== What needs to be done ==
Reproduce, please, only the lines from the first line below to the line containing "2. the specification", inclusive.

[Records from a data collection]

Issue #373, opened 2023-11-23
Lifecycle CDI Event


hantsy:
Like the JPA event listener and do side effect by annotations `@Save`, `@Merge`, etc(till now I do not know well about the purpose of these annotations).

Spring Data provides a collection of `XXXCallback` when converting/saving/updating/delete an entity object.

In Jakarta Data, we can introduce CDI Event instead, make it compatible with all implementation modules.

It is more freely for developers.

gavinking:
> In Jakarta Data, we can introduce CDI Event instead, make it compatible with all implementation modules.

It's an appealing idea to use the CDI event bus for this, actually. Definitely worth considering in future.

[But I doubt it's a priority for 1.0.]

gavinking:
I think I'll take a crack at implementing this tonight, make sure it actually works...

gavinking:
> I think I'll take a crack at implementing this tonight, make sure it actually works...

Just implemented it. Works beautifully. Love it.

Issue #374, opened 2023-11-23
Introduce Aggregate Root, Entity, ValueObject, DomainEvent abstracts


hantsy:
In Eric's DDD, a `Repository` is tightly tied with Aggregate Root, and used to maintain the lifecycle of a Aggregate Root. And a Aggregate Root could be consist of Entity, Value Objects, and can handle domain events. 

In a JPA, it is easy to maintain the lifecycle like relation between PurchaseOrder and OrderItems, but switching to Jdbc, it should apple changes to the whole Aggregate when calling a repository save/update etc.

gavinking:
We discussed this issue quickly on the Jakarta Data call yesterday.

It's my opinion&mdash;and I believe that the others agree&mdash;that:

1. Jakarta Data 1.1 provides sufficiently-powerful primitives to express almost any DDD-style Repository that a user could possibly wish to write, but that
2. the specification itself should not directly encode particular patterns or ideologies which are embraced by only a small sliver of the Jakarta community.

The idea of "design patterns" is that they're patterns, not APIs.

On the call we agreed that this issue can now be closed.

hantsy:
We can not avoid the patterns in the real world application development.

If we do not embrace the concept of DDD, here the Data Repository is just a DAO in the classic J2EE Design Patterns.

In an AggregateRoot, we hope can maintain the data easily in a root graph.

gavinking:
> We cannot avoid the patterns in the real world application development.

I mean, sure, but if a pattern requires cannot be implemented without a the use of a specific purpose-designed framework, then it's not a very good pattern.

> If we do not embrace the concept of DDD, here the Data Repository is just a DAO in the classic J2EE Design Patterns.

OK, if you want to use the "Repository" to mean "Repository in DDD", I can't stop you. *I'm* not going to use the word like that, but nothing requires us to agree on definitions of words. 

So yes, concretely, I agree that "Repository" and "DAO" are in fact synonyms.

> In an AggregateRoot, we hope can maintain the data easily in a root graph.

Nothing is stopping you from doing that.

But, just in case you're interested, here's an explanation as to why "aggregates" are a terrible idea when working with relational (as opposed to document or hierarchical) databases.

<img width="835" alt="Image" src="https://github.com/user-attachments/assets/666daec3-29d6-4c2f-afe1-667d91b0828a" />

gavinking:
[...]

PR #876, opened 2024-10-24
first rough proposal for events

gavinking:
See #373. [Note that the first to propose this was @hantsy.]

Here's a rough and fairly minimal idea for what this could look like. 

Note that here there is an `Event` class for each kind of event, instead of a single `LifecycleEvent` with `@Before @Update` and `@After @Insert` qualifiers on the observer side. The reason for this is that we don't have a dependency on CDI, so I can't use the `@Qualifier` annotation to declare event qualifier types.

An event observer would look like:

```java
void afterUpdate(@Observes PostUpdateEvent<Book> event) { ... }
```

~I would love to be able to filter by entity type, but I don't think CDI allows filtering events by type argument. (At least it didn't in 1.0, though that was a long time ago.)~

~As a workaround for that, we could have `@Before @Update @EntityType(Book.class)` as qualifiers, but, again, that would pick up a dependency on CDI.~

### DIFF
--- a/api/src/main/java/jakarta/data/event/LifecycleEvent.java
+++ b/api/src/main/java/jakarta/data/event/LifecycleEvent.java
@@ -1,0 +1,29 @@
+package jakarta.data.event;
+
+/**
+ * <p>Abstract supertype of events relating to lifecycle methods.</p>
+ * <p>In Jakarta EE, a bean may observe such events via CDI:</p>
+ * <pre>
+ * void onInsertBook(&#64;Observes PostInsertEvent&lt;Book&gt; bookInsertion) {
+ *     Book book = bookInsertion.entity();
+ *     ...
+ * }
+ * </pre>
+ *
+ * @param <E> the entity type
+ */
+public abstract class LifecycleEvent<E> {
+    private final E entity;
+
+    public LifecycleEvent(E entity) {
+        this.entity = entity;
+    }
+
+    /**
+     * The entity instance which was passed as an argument to
+     * the lifecycle method.
+     */
+    public E entity() {
+        return entity;
+    }
+}
--- a/api/src/main/java/jakarta/data/event/LifecycleEvent.java
+++ b/api/src/main/java/jakarta/data/event/LifecycleEvent.java
@@ -37,8 +37,32 @@ public abstract class LifecycleEvent<E> {
     }
 
     /**
-     * The entity instance which was passed as an argument to
-     * the lifecycle method.
+     * The entity which is being processed by the lifecycle method.
+     * <ul>
+     * <li>For a {@code Pre} event, this is always the instance
+     *     which was passed as an argument to the lifecycle
+     *     method, and its state reflects the state of the
+     *     entity before execution of the lifecycle method.</li>
+     * <li>For a {@code Post} event, it may or may not be
+     *     identical to the object passed as an argument
+     *     to the lifecycle method, and it may or may not be
+     *     identical to the instance returned by the lifecycle
+     *     method, if any. If the state of the entity changes
+     *     as a result of execution of the lifecycle method,
+     *     those changes may or may not be reflected in the
+     *     entity returned by this method.</li>
+     * </ul>
+     * <p>
+     * Thus, a portable application should not assume that the
+     * state of the entity in a {@code Post} event faithfully
+     * reflects the current state of the corresponding record
+     * in the database.
+     * <p>
+     * A portable application must not mutate the state of the
+     * entity instance returned by this method. If the state
+     * of the entity instance is mutated during while event
+     * listeners are being notified, then the resulting
+     * behavior is undefined and unportable.
      */
     public E entity() {
         return entity;
--- a/api/src/main/java/jakarta/data/event/LifecycleEvent.java
+++ b/api/src/main/java/jakarta/data/event/LifecycleEvent.java
@@ -1,3 +1,20 @@
+/*
+ * Copyright (c) 2024 Contributors to the Eclipse Foundation
+ *
+ * Licensed under the Apache License, Version 2.0 (the "License");
+ * you may not use this file except in compliance with the License.
+ * You may obtain a copy of the License at
+ *
+ *     http://www.apache.org/licenses/LICENSE-2.0
+ *
+ * Unless required by applicable law or agreed to in writing, software
+ * distributed under the License is distributed on an "AS IS" BASIS,
+ * WITHOUT WARRANTIES OR CONDITIONS OF ANY KIND, either express or implied.
+ * See the License for the specific language governing permissions and
+ * limitations under the License.
+ *
+ * SPDX-License-Identifier: Apache-2.0
+ */
 package jakarta.data.event;
 
 /**
--- a/api/src/main/java/jakarta/data/event/LifecycleEvent.java
+++ b/api/src/main/java/jakarta/data/event/LifecycleEvent.java
@@ -26,6 +26,25 @@ package jakarta.data.event;
  *     ...
  * }
  * </pre>
+ * <p>As usual for a CDI event, an observer of a {@code LifecycleEvent}
+ * is notified synchronously and immediately by default. An observer may
+ * elect to receive notifications during a phase of the transaction
+ * completion cycle by explicitly specifying a {@code TransactionPhase},
+ * for example:</p>
+ * <ul>
+ * <li>{@code @Observes(during=BEFORE_COMPLETION)} to be notified just
+ *     before transaction completion, or</li>
+ * <li>{@code @Observes(during=AFTER_SUCCESS)} to be notified after
+ *     successful completion of the transaction.</li>
+ * </ul>
+ * <p>An observer may choose to be notified asynchronously using
+ * {@code @ObservesAsync}. However, the mutable state held by the
+ * {@link #entity} is not in general safe for concurrent access,
+ * and so portable applications must not use {@code @ObservesAsync}
+ * to observe a {@code LifecycleEvent}. If the state of an entity is
+ * accessed from an asynchronous observer method for a lifecycle
+ * event, the resulting behavior is undefined and unportable.</p>
+ *
  *
  * @param <E> the entity type
  */
@@ -60,9 +79,9 @@ public abstract class LifecycleEvent<E> {
      * <p>
      * A portable application must not mutate the state of the
      * entity instance returned by this method. If the state
-     * of the entity instance is mutated during while event
-     * listeners are being notified, then the resulting
-     * behavior is undefined and unportable.
+     * of the entity instance is mutated while event listeners
+     * are being notified, the resulting behavior is undefined
+     * and unportable.
      */
     public E entity() {
         return entity;
--- a/api/src/main/java/jakarta/data/event/PostDeleteEvent.java
+++ b/api/src/main/java/jakarta/data/event/PostDeleteEvent.java
@@ -1,5 +1,5 @@
 /*
- * Copyright (c) 2023,2024 Contributors to the Eclipse Foundation
+ * Copyright (c) 2024 Contributors to the Eclipse Foundation
  *
  * Licensed under the Apache License, Version 2.0 (the "License");
  * you may not use this file except in compliance with the License.
--- a/api/src/main/java/jakarta/data/event/PostDeleteEvent.java
+++ b/api/src/main/java/jakarta/data/event/PostDeleteEvent.java
@@ -18,8 +18,8 @@
 package jakarta.data.event;
 
 /**
- * An event that occurs when an {@link jakarta.data.repository.Delete}
- * lifecycle method is called, and after each record is deleted from the datastore.
+ * An event that occurs when a {@link jakarta.data.repository.Delete}
+ * lifecycle method is called, after each record is deleted from the datastore.
  *
  * @param <E> the entity type
  */
--- a/api/src/main/java/jakarta/data/event/PostDeleteEvent.java
+++ b/api/src/main/java/jakarta/data/event/PostDeleteEvent.java
@@ -1,0 +1,30 @@
+/*
+ * Copyright (c) 2023,2024 Contributors to the Eclipse Foundation
+ *
+ * Licensed under the Apache License, Version 2.0 (the "License");
+ * you may not use this file except in compliance with the License.
+ * You may obtain a copy of the License at
+ *
+ *     http://www.apache.org/licenses/LICENSE-2.0
+ *
+ * Unless required by applicable law or agreed to in writing, software
+ * distributed under the License is distributed on an "AS IS" BASIS,
+ * WITHOUT WARRANTIES OR CONDITIONS OF ANY KIND, either express or implied.
+ * See the License for the specific language governing permissions and
+ * limitations under the License.
+ *
+ * SPDX-License-Identifier: Apache-2.0
+ */
+package jakarta.data.event;
+
+/**
+ * An event that occurs when an {@link jakarta.data.repository.Delete}
+ * method is called, and after the record was deleted from the datastore.
+ *
+ * @param <E> the entity type
+ */
+public class PostDeleteEvent<E> extends LifecycleEvent<E> {
+    public PostDeleteEvent(E entity) {
+        super(entity);
+    }
+}
--- a/api/src/main/java/jakarta/data/event/PostDeleteEvent.java
+++ b/api/src/main/java/jakarta/data/event/PostDeleteEvent.java
@@ -19,7 +19,7 @@ package jakarta.data.event;
 
 /**
  * An event that occurs when an {@link jakarta.data.repository.Delete}
- * method is called, and after the record was deleted from the datastore.
+ * lifecycle method is called, and after each record is deleted from the datastore.
  *
  * @param <E> the entity type
  */
--- a/api/src/main/java/jakarta/data/event/PostInsertEvent.java
+++ b/api/src/main/java/jakarta/data/event/PostInsertEvent.java
@@ -1,5 +1,5 @@
 /*
- * Copyright (c) 2023,2024 Contributors to the Eclipse Foundation
+ * Copyright (c) 2024 Contributors to the Eclipse Foundation
  *
  * Licensed under the Apache License, Version 2.0 (the "License");
  * you may not use this file except in compliance with the License.
--- a/api/src/main/java/jakarta/data/event/PostInsertEvent.java
+++ b/api/src/main/java/jakarta/data/event/PostInsertEvent.java
@@ -19,7 +19,7 @@ package jakarta.data.event;
 
 /**
  * An event that occurs when an {@link jakarta.data.repository.Insert}
- * method is called, and after the record was inserted into the datastore.
+ * lifecycle method is called, and after each record is inserted into the datastore.
  *
  * @param <E> the entity type
  */
--- a/api/src/main/java/jakarta/data/event/PostInsertEvent.java
+++ b/api/src/main/java/jakarta/data/event/PostInsertEvent.java
@@ -1,0 +1,30 @@
+/*
+ * Copyright (c) 2023,2024 Contributors to the Eclipse Foundation
+ *
+ * Licensed under the Apache License, Version 2.0 (the "License");
+ * you may not use this file except in compliance with the License.
+ * You may obtain a copy of the License at
+ *
+ *     http://www.apache.org/licenses/LICENSE-2.0
+ *
+ * Unless required by applicable law or agreed to in writing, software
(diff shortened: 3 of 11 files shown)


gavinking:
> I would love to be able to filter by entity type, but I don't think CDI allows filtering events by type argument.

An intriguing possibility here would be to generate event types into the static metamodel, so that you could write:

```java
void afterUpdate(@Observes _Book.PostUpdateEvent event) { ... }
```

gavinking:
> I don't think CDI allows filtering events by type argument. (At least it didn't in 1.0, though that was a long time ago.)

I take that back. Apparently they relaxed this restriction, and you can now fire a parameterized event as long as the type argument is _somehow_ resolvable, for example:

```java
    @Inject
    Event<MyEvent<String>> event;
```

Or:

```java
        beanManager.getEvent()
                .select(new TypeLiteral<MyEvent<String>>() {})
                .fire(new MyEvent<>(title));
```

So in fact we can use a parameterized event type, e.g. `PostUpdateEvent<Book>`.

api/src/main/java/jakarta/data/event/PostUpdateEvent.java
```diff
@@ -0,0 +1,30 @@
...
+ * See the License for the specific language governing permissions and
+ * limitations under the License.
+ *
+ * SPDX-License-Identifier: Apache-2.0
+ */
+package jakarta.data.event;
+
+/**
+ * An event that occurs when an {@link jakarta.data.repository.Update}
+ * method is called, and after the entity was updated in the datastore.
```
njr-11, line 22:
```suggestion
 * lifecycle method is called, and after each entity is updated in the datastore.
```

api/src/main/java/jakarta/data/event/PostUpdateEvent.java
```diff
@@ -0,0 +1,30 @@
...
+ *
+ * @param <E> the entity type
+ */
+public class PostUpdateEvent<E> extends LifecycleEvent<E> {
+    public PostUpdateEvent(E entity) {
+        super(entity);
+    }
```
njr-11, line 29: if switching to interface,
```suggestion
public record PostUpdateEvent<E>(E entity) implements LifecycleEvent<E> {
```

api/src/main/java/jakarta/data/event/PreDeleteEvent.java
```diff
@@ -0,0 +1,30 @@
...
+ * See the License for the specific language governing permissions and
+ * limitations under the License.
+ *
+ * SPDX-License-Identifier: Apache-2.0
+ */
+package jakarta.data.event;
+
+/**
+ * An event that occurs when an {@link jakarta.data.repository.Delete}
+ * method is called, but before the record is deleted from the datastore.
```
njr-11, line 22:
```suggestion
 * lifecycle method is called, but before each record is deleted from the datastore.
```

api/src/main/java/jakarta/data/event/PreDeleteEvent.java
```diff
@@ -0,0 +1,30 @@
...
+ *
+ * @param <E> the entity type
+ */
+public class PreDeleteEvent<E> extends LifecycleEvent<E> {
+    public PreDeleteEvent(E entity) {
+        super(entity);
+    }
```
njr-11, line 29: if switching to interface,
```suggestion
public record PreDeleteEvent<E>(E entity) implements LifecycleEvent<E> {
```

api/src/main/java/jakarta/data/event/PreInsertEvent.java
```diff
@@ -0,0 +1,30 @@
...
+ * See the License for the specific language governing permissions and
+ * limitations under the License.
+ *
+ * SPDX-License-Identifier: Apache-2.0
+ */
+package jakarta.data.event;
+
+/**
+ * An event that occurs when an {@link jakarta.data.repository.Insert}
+ * method is called, but before the record is inserted into the datastore.
```
njr-11, line 22:
```suggestion
 * lifecycle method is called, but before each record is inserted into the datastore.
```

api/src/main/java/jakarta/data/event/PreInsertEvent.java
```diff
@@ -0,0 +1,30 @@
...
+ *
+ * @param <E> the entity type
+ */
+public class PreInsertEvent<E> extends LifecycleEvent<E> {
+    public PreInsertEvent(E entity) {
+        super(entity);
+    }
```
njr-11, line 29: if switching to interface,
```suggestion
public record PreInsertEvent<E>(E entity) implements LifecycleEvent<E> {
```

api/src/main/java/jakarta/data/event/PreUpdateEvent.java
```diff
@@ -0,0 +1,30 @@
...
+ * See the License for the specific language governing permissions and
+ * limitations under the License.
+ *
+ * SPDX-License-Identifier: Apache-2.0
+ */
+package jakarta.data.event;
+
+/**
+ * An event that occurs when an {@link jakarta.data.repository.Update}
+ * method is called, but before the entity is updated in the datastore.
```
njr-11, line 22:
```suggestion
 * lifecycle method is called, but before each entity is updated in the datastore.
```

api/src/main/java/jakarta/data/event/PreUpdateEvent.java
```diff
@@ -0,0 +1,30 @@
...
+ *
+ * @param <E> the entity type
+ */
+public class PreUpdateEvent<E> extends LifecycleEvent<E> {
+    public PreUpdateEvent(E entity) {
+        super(entity);
+    }
```
njr-11, line 29: If switching to interface,
```suggestion
public record PreUpdateEvent<E>(E entity) implements LifecycleEvent<E> {
```

api/src/main/java/jakarta/data/repository/Delete.java
```diff
@@ -59,6 +59,11 @@
  * if the entity with a matching identifier does not have a matching version, the annotated method must raise
  * {@link jakarta.data.exceptions.OptimisticLockingFailureException}.
  * </p>
+ * <p>
+ * An event of type {@link jakarta.data.event.PreDeleteEvent} must be raised by the annotated method before the record
+ * is deleted. An event of type {@link jakarta.data.event.PostDeleteEvent} must be raised by the annotated method after
+ * the record was successfully deleted.
```
njr-11, line 65:
```suggestion
 * An event of type {@link jakarta.data.event.PreDeleteEvent} must be raised by the annotated lifecycle
 * method before each record is deleted. An event of type {@link jakarta.data.event.PostDeleteEvent}
 * must be raised by the annotated lifecycle method after each record is successfully deleted.
```

api/src/main/java/jakarta/data/repository/Insert.java
```diff
@@ -66,6 +66,11 @@
  * then the annotated method must raise {@link jakarta.data.exceptions.EntityExistsException}.
  * If the database follows the BASE model, or uses an append model to write data, this exception is not thrown.
  * </p>
+ * <p>
+ * An event of type {@link jakarta.data.event.PreInsertEvent} must be raised by the annotated method before the record
+ * is inserted. An event of type {@link jakarta.data.event.PostInsertEvent} must be raised by the annotated method after
+ * the record was successfully inserted.
```
njr-11, line 72:
```suggestion
 * An event of type {@link jakarta.data.event.PreInsertEvent} must be raised by the annotated lifecycle
 * method before each record is inserted. An event of type {@link jakarta.data.event.PostInsertEvent}
 * must be raised by the annotated lifecycle method after each record is successfully inserted.
```

api/src/main/java/jakarta/data/repository/Update.java
```diff
@@ -67,6 +67,11 @@
  * If the database follows the BASE model, or uses an append model to write data, the annotated method behaves the same
  * as the {@code @Insert} method.
  * </p>
+ * <p>
+ * An event of type {@link jakarta.data.event.PreUpdateEvent} must be raised by the annotated method before the record
+ * is updated. An event of type {@link jakarta.data.event.PostUpdateEvent} must be raised by the annotated method after
+ * the record was successfully updated.
```
njr-11, line 73:
```suggestion
 * An event of type {@link jakarta.data.event.PreUpdateEvent} must be raised by the annotated lifecycle
 * method before each record is updated. An event of type {@link jakarta.data.event.PostUpdateEvent}
 * must be raised by the annotated lifecycle method after each record is successfully updated.
```

njr-11 (changes requested):
This is nicely written and I like the change to use the parameterized entity type rather than Object.

I made some minor suggestions and proposed switching the Abstract supertype for the event into an interface.

I addition to the inline review comments, there are a few other things we will need to consider.

One important item is clarifying what the user is (or is not) allowed to do with the entity instance that they get within the event. Are they allowed to modify it? And if so, do those modifications get persisted to the datastore?

The entity value returned on the Post events is a difficult question to consider.  I can certainly see why you wrote it to state the value passed in the lifecycle method, because that makes the most sense for PostDeleteEvent (to avoid extra fetch of values) and is consistent with the Delete lifecycle method which only supports a void return value.
For the PostInsertEvent and PostUpdateEvent, I wonder if some implementations based on a JPA provider might inadvertently end up with the entity value updated to include an automatically generated id and autoincremented version, which would no longer match the passed in entity value.  And having that information might be useful to the user as well, so I could see a case for defining these differently, but then they would be inconsistent.  Not really sure what is best here, but I thought I would at least bring it up.

gavinking:
> One important item is clarifying what the user is (or is not) allowed to do with the entity instance that they get within the event. Are they allowed to modify it? And if so, do those modifications get persisted to the datastore?

We can look at section 3.6.2 of the JPA spec for inspiration here.

> For the PostInsertEvent and PostUpdateEvent, I wonder if some implementations based on a JPA provider might inadvertently end up with the entity value updated to include an automatically generated id and autoincremented version, which would no longer match the passed in entity value. 

Yeah good point. Hrrm. Not sure.

spec/src/main/asciidoc/jakarta-ee.adoc
```diff
@@ -115,6 +117,11 @@ This fragment shows how the application might request injection of a `CarReposit
 
 This integration between CDI and Jakarta Data allows for seamless management of repository instances within Jakarta EE applications.
 
+==== CDI Events
```
hantsy, line 120: We should differentiate these lifecycle events from other events, such as Domain Event, see: https://github.com/jakartaee/data/issues/374

gavinking: Honestly I don't really see what the difference is. How is a "Domain Event" different from a lifecycle event for an entity that you're choosing call an "aggregate"?

hantsy: Technically, there is no difference.

gavinking: Right, that's what I thought.

njr-11:
> > For the PostInsertEvent and PostUpdateEvent, I wonder if some implementations based on a JPA provider might inadvertently end up with the entity value updated to include an automatically generated id and autoincremented version, which would no longer match the passed in entity value.
> 
> Yeah good point. Hrrm. Not sure.

I tried this out on the EclipseLink JPA provider and observed it to be doing the following:

After invoking `persist`, the AutoGenerated Id value was updated on the passed-in entity, but the Version value was not incremented.  After also invoking `flush`, then it updated the Version value on that entity instance.

After invoking `merge`, the Version value was not immediately incremented on the passed-in entity.  As in the former case, after also invoking `flush`, it then updated the Version value on the passed-in entity instance.

Note that Jakarta Data's CrudRepository.insert has language like, "After invoking this method, do not continue to use the instance that is supplied as a parameter. This method makes no guarantees about the state of the instance that is supplied as a parameter."  All of this makes me uncomfortable about supplying that same instance via the PostInsert/PostUpdate events. But I can also see why we don't want to require it to supply an updated entity instance. That might require some implementations to do extra fetching just for the sake of publishing events that the application might not even care about.  Leaving out the entity from the event makes the Post event not useful because you cannot correlate it with the Pre event.  I suppose one option would be to supply only the Id value on the Post event.  Not really sure what would be best.

gavinking:
> Not really sure what would be best.

I mean with things like this, there's always the option of saying "portable applications should not rely on .... ".

api/src/main/java/jakarta/data/event/LifecycleEvent.java
```diff
@@ -0,0 +1,46 @@
...
+public abstract class LifecycleEvent<E> {
+    private final E entity;
+
+    public LifecycleEvent(E entity) {
+        this.entity = entity;
+    }
+
+    /**
+     * The entity instance which was passed as an argument to
+     * the lifecycle method.
```
njr-11, line 41:
```suggestion
     * <p>The entity instance which was passed as an argument to
     * the lifecycle method.<p>
     *
     * <p>Portable applications must not mutate the event's entity instance and
     * must not rely on the state of the entity instance outside the scope of the
     * {@link PreDeleteEvent}, {@link PreInsertEvent}, or {@link PreUpdateEvent}.</p>
```

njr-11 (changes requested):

== Exercise solution ==
Issue #373, opened 2023-11-23
Lifecycle CDI Event


hantsy:
Like the JPA event listener and do side effect by annotations `@Save`, `@Merge`, etc(till now I do not know well about the purpose of these annotations).

Spring Data provides a collection of `XXXCallback` when converting/saving/updating/delete an entity object.

In Jakarta Data, we can introduce CDI Event instead, make it compatible with all implementation modules.

It is more freely for developers.

gavinking:
> In Jakarta Data, we can introduce CDI Event instead, make it compatible with all implementation modules.

It's an appealing idea to use the CDI event bus for this, actually. Definitely worth considering in future.

[But I doubt it's a priority for 1.0.]

gavinking:
I think I'll take a crack at implementing this tonight, make sure it actually works...

gavinking:
> I think I'll take a crack at implementing this tonight, make sure it actually works...

Just implemented it. Works beautifully. Love it.

Issue #374, opened 2023-11-23
Introduce Aggregate Root, Entity, ValueObject, DomainEvent abstracts


hantsy:
In Eric's DDD, a `Repository` is tightly tied with Aggregate Root, and used to maintain the lifecycle of a Aggregate Root. And a Aggregate Root could be consist of Entity, Value Objects, and can handle domain events. 

In a JPA, it is easy to maintain the lifecycle like relation between PurchaseOrder and OrderItems, but switching to Jdbc, it should apple changes to the whole Aggregate when calling a repository save/update etc.

gavinking:
We discussed this issue quickly on the Jakarta Data call yesterday.

It's my opinion&mdash;and I believe that the others agree&mdash;that:

1. Jakarta Data 1.1 provides sufficiently-powerful primitives to express almost any DDD-style Repository that a user could possibly wish to write, but that
2. the specification itself should not directly encode particular patterns or ideologies which are embraced by only a small sliver of the Jakarta community.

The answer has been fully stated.